Definita prima di fine anno la versione "collegiale" dello AI Act, la norma europea per "controllare" le AI si avvia alla ratificazione
Autore: f.p.
A un certo punto sembrava che il Parlamento Europeo e il Consiglio d'Europa non sarebbero riusciti a trovare un accordo per finalizzarla - il che avrebbe dato un pessimo segnale - ma il rischio è stato evitato e la versione ufficiale dello AI Act è stata definita. Si tratta della norma per la regolamentazione delle applicazioni e delle piattaforme basate sull'Intelligenza Artificiale a cui l'Europa lavora ormai da oltre due anni. Ed è il primo caso reale di normativa transnazionale sull'uso delle AI.
L'impostazione di fondo della normativa europea non è cambiata rispetto a quanto la Commissione propone dal "lontano" 2021. Lo AI Act si basa sul principio che le applicazioni e le piattaforme basata su una qualche forma, attuale o futura, di AI devono essere più o meno regolamentate in funzione del rischio che presentano. Più l'uso improprio o erroneo di una AI comporta danni elevati, più l'AI in questione deve essere oggetto di controlli e limiti. Sino al bando completo della sua applicazione.
L'approccio per così dire "risk based" comporta diversi vantaggi. Tra i principali, il primo è che evita alla norma di perdersi, e depotenziarsi di conseguenza, tra le mille possibili definizioni tecniche di un campo - quello delle AI - in forte evoluzione e per molti versi ancora indefinito. Il secondo vantaggio è che l'approccio è astratto dal campo di applicazione specifico di una soluzione tecnologica, cosa che ancora una volta semplifica l'applicazione delle norme.
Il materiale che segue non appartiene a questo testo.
PR #2668, opened 2025-10-29
Lint fixes part 12

tstirrat15:
Part of parting out #2455

## Description
This is the last component of #2455, with the exception of enabling the linters and fixing the garbage collection test. We're getting very close.

## Changes
See comments

## Testing
Review. See that tests pass.

### DIFF
--- a/internal/datastore/postgres/xid8.go
+++ b/internal/datastore/postgres/xid8.go
@@ -71,8 +71,7 @@ func (Uint64Codec) PlanEncode(_ *pgtype.Map, _ uint32, format int16, value any) 
 			return encodePlanUint64CodecBinaryUint64Valuer{}
 		}
 	case pgtype.TextFormatCode:
-		switch value.(type) { //nolint:gocritic
-		case uint64:
+		if _, ok := value.(uint64); ok {
 			return encodePlanUint64CodecTextUint64{}
 		}
 	}


pkg/cmd/server/server_test.go
```diff
@@ -113,8 +113,9 @@ func TestOTelReporting(t *testing.T) {
 
 	schemaSrv := v1.NewSchemaServiceClient(conn)
 
+	runErrCh := make(chan error, 1)
 	go func() {
-		require.NoError(t, srv.Run(ctx))
```
tstirrat15, line 117: I checked to make sure that this test still runs, and it appears to.

pkg/composableschemadsl/compiler/compiler_test.go
```diff
@@ -1353,24 +1353,23 @@ func TestCompile(t *testing.T) {
...
-					filterSourcePositions(l.Get(i).Message())
-				}
-			} else if fd.IsMap() {
-				m := v.Map()
-				m.Range(func(k protoreflect.MapKey, v protoreflect.Value) bool {
-					filterSourcePositions(v.Message())
-					return true
-				})
+		switch {
+		case fd.Kind() == protoreflect.MessageKind && fd.IsList():
```
tstirrat15, line 1357: This satisfies the linter but also reads a little weird to me - I'm happy to try for a refactor if desired.

tstirrat15 (commented):
See comments

pkg/cmd/server/server_test.go
miparnisari: what do you mean by that? why would this test not be running?

miparnisari (approved):

PR #2670, opened 2025-10-30
test: fix flaky TestErrCtx and TestContextError

miparnisari:


pkg/migrate/migrate_test.go
```diff
@@ -46,7 +46,7 @@ type fakeTx struct{}
 
 func TestContextError(t *testing.T) {
 	req := require.New(t)
-	ctx, cancelFunc := context.WithDeadline(t.Context(), time.Now().Add(1*time.Millisecond))
```
tstirrat15, line 49: Do you have a sense for why this ever had a timeout?

Also is there time involved in this test? Would synctest help at all, or does using a normal cancellation context solve the underlying problem?

tstirrat15 (commented):
See comment, otherwise LGTM

pkg/migrate/migrate_test.go
miparnisari: i don't know why this ctx had a timeout. There's an explicit cancellation a few lines below 🤷‍♀️

tstirrat15 (approved):
LGTM

PR #2674, opened 2025-10-31
chore: reduce chance of flakiness on the migrate integration test

josephschorr:
Adds retries and increases the wait timeout for the migration call

### DIFF
--- a/cmd/spicedb/migrate_integration_test.go
+++ b/cmd/spicedb/migrate_integration_test.go
@@ -43,57 +43,71 @@ func TestMigrate(t *testing.T) {
 		}
 
 		t.Run(engineKey, func(t *testing.T) {
-			engineKey := engineKey
+			for retryCount := range 5 {
+				engineKey := engineKey
 
-			r := testdatastore.RunDatastoreEngineWithBridge(t, engineKey, bridgeNetworkName)
-			db := r.NewDatabase(t)
+				r := testdatastore.RunDatastoreEngineWithBridge(t, engineKey, bridgeNetworkName)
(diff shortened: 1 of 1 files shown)


cmd/spicedb/migrate_integration_test.go
```diff
@@ -43,57 +43,71 @@ func TestMigrate(t *testing.T) {
...
+					// On error, retry a few times before failing
+					t.Logf("retrying migration for engine %s due to error: %v", engineKey, err)
+					continue
+				}
 
-				require.Fail(t, "Got non-zero exit code", stream.String())
-			}
+				require.NoError(t, err)
+
+				waitCtx, cancel := context.WithTimeout(context.Background(), 5*time.Second)
```
miparnisari, line 77: why do we even have a timeout here..? i say let the thing take as long as it wants: remove the retry stuff and the `waitCtx`.

josephschorr: I don't want the test to hang

miparnisari: it won't hang, ~that's what `go test -timeout XXX` is for: https://github.com/authzed/actions/blob/main/go-test/action.yaml#L11~

ugh we don't use that action for these. can you add `-timeout 20m` to https://github.com/authzed/spicedb/blob/03a31daa2c6ce49dc40a47353f6d43a048595394/magefiles/util.go#L42-L51?

Also FYI, github actions have a default timeout of 360 minutes per step.

josephschorr:
Closing in favor of https://github.com/authzed/spicedb/pull/2696

PR #2675, opened 2025-10-31
ci: update dependabot rules

miparnisari:


.github/dependabot.yml
```diff
@@ -2,9 +2,13 @@
 version: 2
 updates:
   - package-ecosystem: "gomod"
-    directory: "/"
+    directories:
+      - "/"
+      - "/magefiles"
+      - "e2e"
```
miparnisari: No wonder the spicedb dependency in `e2e` is so old 😮‍💨 

https://github.com/authzed/spicedb/blob/8c66fc6880adee174593d5b3882fac7f2eadb39b/e2e/go.mod#L13

tstirrat15 (approved):
yesss

PR #2676, opened 2025-10-31
test: disable revision heartbeat in PG revision tests

josephschorr:
They may be interfering with the expected revisions and therefore causing flakiness


vroldanbet (approved):

miparnisari:
@josephschorr could you explain the reasoning behind this change?

josephschorr:
> @josephschorr could you explain the reasoning behind this change?

The heartbeat moves the revision on a cadence but the tests expect it to not change while checking

PR #2677, opened 2025-10-31
test: fix flaky TestWatchIntegrityFailureDueToInvalidHashSignature

josephschorr:


pkg/datastore/datastore.go
```diff
@@ -710,7 +710,9 @@ type ReadOnlyDatastore interface {
 
 	// Watch notifies the caller about changes to the datastore, based on the specified options.
 	//
-	// All events following afterRevision will be sent to the caller.
+	// All events following afterRevision will be sent to the caller. Changes made *in* afterRevision will not be included.
+	//
+	// When the changes channel is closed, callers MUST discard any changes received (they will be the zero value).
```
miparnisari, line 715: We could also make the channel return pointers so that closure returns `nil`, which is more clear. But this is more work.

PR #2678, opened 2025-10-31
chore: fix new govet issues

tstirrat15:
## Description
Part of getting linting sorted. These came with the most recent version of golangci-lint.

## Changes
* Autofix `buildtag: +build line is no longer needed (govet)`
* Fix `concat-loop: string concatenation in a loop (perfsprint)`
## Testing
Review. See that tests pass.

### DIFF
--- a/cmd/spicedb/migrate_integration_test.go
+++ b/cmd/spicedb/migrate_integration_test.go
@@ -1,5 +1,4 @@
 //go:build docker && image
-// +build docker,image
 
 package main
 
--- a/internal/datastore/common/relationships.go
+++ b/internal/datastore/common/relationships.go
@@ -5,6 +5,7 @@ import (
 	"database/sql"
 	"errors"
 	"fmt"
+	"strings"
 	"time"
 
 	"go.opentelemetry.io/otel/attribute"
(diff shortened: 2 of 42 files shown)


cmd/spicedb/migrate_integration_test.go
```diff
@@ -1,5 +1,4 @@
 //go:build docker && image
-// +build docker,image
```
tstirrat15, line 2: These are no longer needed according to govet.

internal/datastore/common/relationships.go
```diff
@@ -71,14 +72,16 @@ func runExplainIfNecessary[R Rows](ctx context.Context, builder RelationshipsQue
 	}
 
 	err = tx.QueryFunc(ctx, func(ctx context.Context, rows R) error {
-		explainString := ""
+		var explainBuilder strings.Builder
```
tstirrat15, line 75: These were the `perfsprint` changes - basically that `string += otherString` results in an allocation, where `strings.Builder` lets you use a buffer.

miparnisari (approved):

pkg/composableschemadsl/compiler/development.go
```diff
@@ -46,11 +48,11 @@ func (nc *NodeChain) FindNodeOfType(nodeType dslshape.NodeType) DSLNode {
 }
 
 func (nc *NodeChain) String() string {
-	var out string
+	var builder strings.Builder
```
josephschorr, line 51: Can we add a test for this as a followup?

L'AI Act prevede diversi profili di rischio per le potenziali applicazioni AI. Quello meno problematico prevede un rischio "minimo" e in questo ambito dovrebbe ricadere, secondo Bruxelles, la grande maggioranza dei sistemi AI. Gli esempi fatti esplicitamente dalla Commissione sono i filtri antispam, i videogiochi con componenti di AI o i motori che consigliano contenuti in base alle presupposte preferenze degli utenti.
Per questi sistemi le normative non prevedono limiti o controlli, perché non presentano rischi per i cittadini o, se li presentano, non lo fanno in misura significativa. Le aziende che sviluppano soluzioni AI di questo tipo hanno però la possibilità - che, crediamo, sarà abbastanza ignorata - di aderire volontariamente alle condizioni più stringenti della nuova normativa.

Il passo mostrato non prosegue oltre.